Twitter hayatımıza bir girdi pir girdi. Bazılarımız için onsuz bir hayat çok yavan. Çabucak alıştık yalnızca 140 karakterle film eleştirmeye, politika yapmaya, hatta aşk ilan etmeye... Herkes kendi meşrebince kullanıyor bu alanı, kimi ayaklanma örgütlüyor, kimi halkla ilişkiler çalışması yapıyor. Klinik psikolog Deniz Erdem ise 140 karakterlik bu âlemde kendi tabiriyle 'mini terapi'ler yapıyor. Her gün yüzlerce insanın derdini dinliyor, profesyonel önerilerde bulunuyor. Seans, Erdem'in terapi_defteri adlı hesabından attığı "Hazırım, sorularınızı yazın," tweet'iyle başlıyor. Koç Üniversitesi mezunu, bir çocuk annesi Erdem aynı zaman karikatürist Selçuk Erdem'in eşi. Deniz Hanım hem 'mini terapi'leri hem de bir karikatüristle evli olmanın avantajlarını anlattı.
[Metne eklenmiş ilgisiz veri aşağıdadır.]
PR #1063, opened 2021-11-19
Allow non-void static setter methods when compiling with `-opt`

### LINKED ISSUE #1062: Allow async property setter
I have a property setter that needs to do some asynchronous operations. So I changed the return type from void to fire_and_forget however now it doesn't compile since the codegen in g.cpp attempts to return it which isn't possible in this case since fire_and_forget can't be returned in a void function.

kennykerr:
Fixes #1062

### DIFF
--- a/cppwinrt/component_writers.h
+++ b/cppwinrt/component_writers.h
@@ -502,13 +502,14 @@ catch (...) { return winrt::to_hresult(); }
     }
 )";
 
+                        bool ignore_return = is_put_overload(method) || !signature.return_signature();
 
                         w.write(format,
                             signature.return_signature(),
                             type_name,
                             method_name,
                             bind<write_consume_params>(signature),
-                            is_put_overload(method) ? "" : "return ",
+                            ignore_return ? "" : "return ",
                             type_namespace,
                             type_name,
                             method_name,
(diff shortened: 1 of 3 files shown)


oldnewthing:
Similar problem exists with void methods.

```csharp
namespace MyProject
{
    static runtimeclass Sample
    {
        static void M1();
    }
}
```

```cpp
namespace winrt::MyProject::implementation
{
    struct Sample
    {
        Sample() = default;

        static int M1() { return 1; }
    };
}
```

Code gen:
```cpp
WINRT_EXPORT namespace winrt::MyProject
{
    void Sample::M1()
    {
        return MyProject::implementation::Sample::M1(); // error: returning value from non-void function
    }
}
```

cppwinrt/component_writers.h
```diff
@@ -508,6 +508,7 @@ catch (...) { return winrt::to_hresult(); }
                             type_name,
                             method_name,
                             bind<write_consume_params>(signature),
+                            is_put_overload(method) ? "" : "return ",
```
oldnewthing, line 511: Should be `is_return_type_void(method) ? "" : "return"` to cover methods returning void. For some imaginary helper function `is_return_type_void`.

kennykerr:
@oldnewthing good catch - updated.

oldnewthing (approved):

- Nereden aklınıza geldi sosyal medyayı terapi mecrası olarak kullanmak?
- Aslında ilk zamanlar herhangi biri gibi tweet atıyordum. Önce arkadaşlarımla başladı, sonra yabancılar retweet etti ve birden olay büyüdü. Açıkçası beklemediğim bir ilgiyle karşılaştım. Sonra tanımadığım insanlar 'Psikolog musun?' diye sormaya başladı.
- Takipçileriniz yardım mı istedi?
- Evet, danışanlar oldu. O zaman bunu mesleki kimliğimle sürdüreyim dedim. Twitter'da yaptığım bu işe '140 karakterlik mini terapi' diyorum.
- İnsanlar sanal ortama güven duymazlar. Yüz yüze olmamak insanlara daha kolay mı geldi?
- Bence öyle. Bunu ben de çok düşündüm. Bizim mesleğimizin en önemli kuralı gizliliktir. Bu olmazsa olmaz, çalışamayız. Sanal ortam bu gizliliği bana otomatikman sağlıyor. Fakat şöyle bir şey var: Danışanlar, beni uzun süre takip ediyorlar. Bu bir tür test süreci aslında. 'Güvenilir mi?', 'Eğitimi yeterli mi?', 'Hayata bakışı açılarımız uyumlu mu?' diye kontrol ediyorlar. Sanal âlemin böyle bir güzelliği var, size bu şansı veriyor.
- Sanal ortam insanların içini dökmesi için çok elverişli görünüyor.
- Öyleymiş, açıkçası ben de çok şaşırdım. Anlık mesajlaşıyorsunuz. Genellikle nick name kullanılıyor, kim olduklarını bilmiyorum. Bir güven ortamı var.
- Danışanlarınızla ilişkiniz sadece Twitter ile sınırlı değil mi?
- Evet, orada kalan bir ilişki. Ama bazıları mail atıyor, onlarla daha derin bir ilişki oluyor. Mail olursa 140 karakterin üzerine geçiliyor, bazıları için fırsat oluyor. Açıkçası benim için de bir fırsat, insanları tanımak için.
- Sizi, yaş, cinsiyet, sosyo-ekonomik grup olarak kimler takip ediyor?
- Dikkatimi şu çekti: 'Sorularınızı bekliyorum,' diye yazıyorum ama insanlar özür dileyerek başlıyor, rahatsızlık verdiklerini düşünüyorlar. Sonunda şunu yazdım: 'Yahu yazın diyorsam, rahatsız olmuyorum demektir, yazın!' Beni kendisinden çok başkalarını düşünen, empati kuran insanlar takip ediyor gibi geliyor.
- Terapi pahalı bir şey, neden kamu yararına bu işi yapıyorsunuz?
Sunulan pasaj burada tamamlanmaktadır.